The amplitude, mean, and standard deviation of the seven GMM components were used as high-level representations of the spectral response. Based on this compact representation, the best decision boundary was extracted from data by training a random forest classifier with 100 estimators. The use of random forests allowed one not only to obtain a competitive classification performance in a supervised fashion, but also to rank the feature importance44. The latter provided insight about how meaningful each Gaussian component and their corresponding spectral sub-bands were towards identifying the cell group.

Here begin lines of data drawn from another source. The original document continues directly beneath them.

PR #1396, opened 2026-02-23
feat!: make genesis OL block deterministic on OL params

prajwolrg:
## Description

* Make the genesis OL block fully deterministic by deriving it solely from OLParams, removing the dependency on waiting for an ASM manifest from the database at startup
* Add a `gen-ol-params` subcommand to `datatool` for generating OL params, and update `gen-asm-params` to accept OL params so it can compute the correct `genesis_ol_blkid`.
* Update functional test new to use datatool for generating OL and ASM params instead of Python-only dataclasses

### Type of Change

- [ ] Documentation update
- [ ] Refactor
- [ ] New or updated tests
- [ ] Dependency Update

## Notes to Reviewers

- [ ]  Yes
- [ ]  No

## Checklist


crates/ol/genesis/src/lib.rs
```diff
@@ -76,7 +61,7 @@ pub fn build_genesis_artifacts_with_manifest(
     let genesis_info = BlockInfo::new_genesis(genesis_ts);
 
     // Build genesis block components.
-    let genesis_components = BlockComponents::new_manifests(vec![genesis_manifest]);
+    let genesis_components = BlockComponents::new_empty();
```
storopoli: This makes the genesis block non-terminal which hits https://github.com/alpenlabs/alpen/blob/3e47bb55267b45567f1114f7642ee7288a643f67/crates/ol/stf/src/verification.rs#L271-L275

This is because in OL STF, terminality is derived from whether the block body has an `l1_update`. No `manifest` container => no `l1_update` => `terminal` flag becomes `false`:

https://github.com/alpenlabs/alpen/blob/3e47bb55267b45567f1114f7642ee7288a643f67/crates/ol/stf/src/assembly.rs#L303-L317

This is probably why CI is failing.

bin/datatool/src/cmd/asm_params.rs
storopoli, line 1: Here `genesis_l1_height` comes from `genesis_l1_view` (CLI input path), while `genesis_ol_blkid` is derived from `--ol-params`. There is no check that both represent the same genesis L1 anchor.

This can be a source of very nasty to debug errors.

We should validate `ol_params.last_l1_block` against the resolved genesis L1 view and hard-fail on mismatch.

bin/strata/src/genesis.rs
storopoli: We removed this logic in the PR. Can you update this comment?

functional-tests-new/factories/strata.py
```diff
@@ -33,27 +63,84 @@ def _ensure_sequencer_key(self, path: Path) -> None:
...
+                    "-o",
+                    str(asm_params_path),
+                ],
+            )
+        except RuntimeError:
+            logger.warning("strata-datatool unavailable, falling back to Python AsmParams")
+            asm_params = AsmParams().with_genesis_l1(genesis_l1)
+            with open(asm_params_path, "w") as f:
+                f.write(asm_params.as_json_string())
+        return asm_params_path
```
storopoli: This fallbacks to `AsmParams().with_genesis_l1(genesis_l1)` whenever datatool fails, but that fallback does not set `checkpoint.genesis_ol_blkid`. It defaults to `0` in

https://github.com/alpenlabs/alpen/blob/6fdd3c19703174f96ff4115e44955adf81c6a395/functional-tests-new/common/config/params.py#L163-L169

delbonis (dismissed):

crates/ol/genesis/src/lib.rs
prajwolrg: I've updated this to use `new_manifests` function with empty manifest in [4bfc803](https://github.com/alpenlabs/alpen/pull/1396/commits/4bfc80354d76d1b9997e69225d5d49239e5393b5).

functional-tests-new/factories/strata.py
prajwolrg: Removed the python classes entirely as suggested by Trey.

bin/datatool/src/cmd/asm_params.rs
prajwolrg: Oh yes. Done as part of [66b7c28](https://github.com/alpenlabs/alpen/pull/1396/commits/66b7c288b6147dbbc489a9cdbc92f65d74c77448).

Single-cell analysis pipeline

Cell segmentation (FLIM)

Each cell was individually segmented using the routine Cellpose algorithm45. The whole cells in each FOV were manually selected by excluding any cells that were cut off at the edge of an image. These segmentations were further enriched by manually outlining masks for each cell nucleus. This allowed us to generate separate feature maps for each cell by looking only at the nucleus, cytoplasm, or the entire cell. Figure S3 shows the example segmentation masks for one FOV. For the Control vs. SAM-GFP-LNP dataset, 47 control cells and 100 SAM-GFP-LNP-treated cells were analyzed, while the Control vs. LNP dataset contained 53 control and 107 LNP-treated cells. Since two datasets were obtained on different days, so different control samples were imaged concurrently with each treatment group.

Feature extraction

Based on the segmentation mask for each cell, Intensity, morphological, intensity distribution, and colocalization/correlation features were extracted using CellProfiler and any features that contained NaN values or had zero variance across all cells were removed. In total, this provided approximately 320 features for the classification and characterization of each cell. Furthermore, it computed these features using the cell-level, nuclei, and cytoplasm segmentation masks and reported results for each of these three choices of feature sets.